Coresets for Clustering Under Stochastic Noise
This work addresses the challenge of coreset construction in noisy environments, which is incremental as it builds on prior metrics to offer improved theoretical and practical results for clustering applications.
The paper tackles the problem of constructing coresets for clustering when the input data is corrupted by stochastic noise, by introducing a new error metric that leads to smaller coresets and tighter guarantees on the true clustering cost, with coreset size improving by up to a factor of poly(k).

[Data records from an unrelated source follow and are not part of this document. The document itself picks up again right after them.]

PR #135, opened 2018-02-03
parse timestamp strings for sqlite db adapter

damianham:
A quick simple fix to handle created_at/updated_at when using sqlite database adapter, however the values must be populated (which should be the case if the timestamps settings value has been enabled)

### DIFF
--- a/spec/spec_models.cr
+++ b/spec/spec_models.cr
@@ -34,9 +34,9 @@ end
     elsif adapter == "sqlite"
       primary_key_sql = "INTEGER NOT NULL PRIMARY KEY".id
       foreign_key_sql = "INTEGER".id
-      created_at_sql = "".id
-      updated_at_sql = "".id
-      timestamp_fields = "".id
+      created_at_sql = "created_at VARCHAR,".id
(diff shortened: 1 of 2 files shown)


damianham:
I agree that it breaking if timestamps are null is not ideal but that is a consequence of adding the timestamps macro to a table with existing records.  We could say in the documentation that if you add the timestamps macro to a table with existing records you also need to update the created_at, updated_at columns to a default value.

robacarp:
Given that SQLite support has a different set of use cases than regular database support, that sounds fine. I didn’t realize it was only when adding timestamps macro to an existing table with nulls.

drujensen:
@damianham Agree with @robacarp on a couple specs here.  Also, not sure why pg syntax failed in specs.  Let me know if this is not related to your change.

damianham:
@drujensen I enabled the timestamps specs and the test suite ran fine locally when I ran docker-compose run spec  but the travis build failed when I committed the change to the specs.

drujensen:
@damianham ok, I will pull down your branch and take a look when I get a chance.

We study the problem of constructing coresets for $(k, z)$-clustering when the input dataset is corrupted by stochastic noise drawn from a known distribution. In this setting, evaluating the quality of a coreset is inherently challenging, as the true underlying dataset is unobserved. To address this, we investigate coreset construction using surrogate error metrics that are tractable and provably related to the true clustering cost. We analyze a traditional metric from prior work and introduce a new error metric that more closely aligns with the true cost. Although our metric is defined independently of the noise distribution, it enables approximation guarantees that scale with the noise level. We design a coreset construction algorithm based on this metric and show that, under mild assumptions on the data and noise, enforcing an $\varepsilon$-bound under our metric yields smaller coresets and tighter guarantees on the true clustering cost than those obtained via classical metrics. In particular, we prove that the coreset size can improve by a factor of up to $\mathrm{poly}(k)$, where $n$ is the dataset size. Experiments on real-world datasets support our theoretical findings and demonstrate the practical advantages of our approach.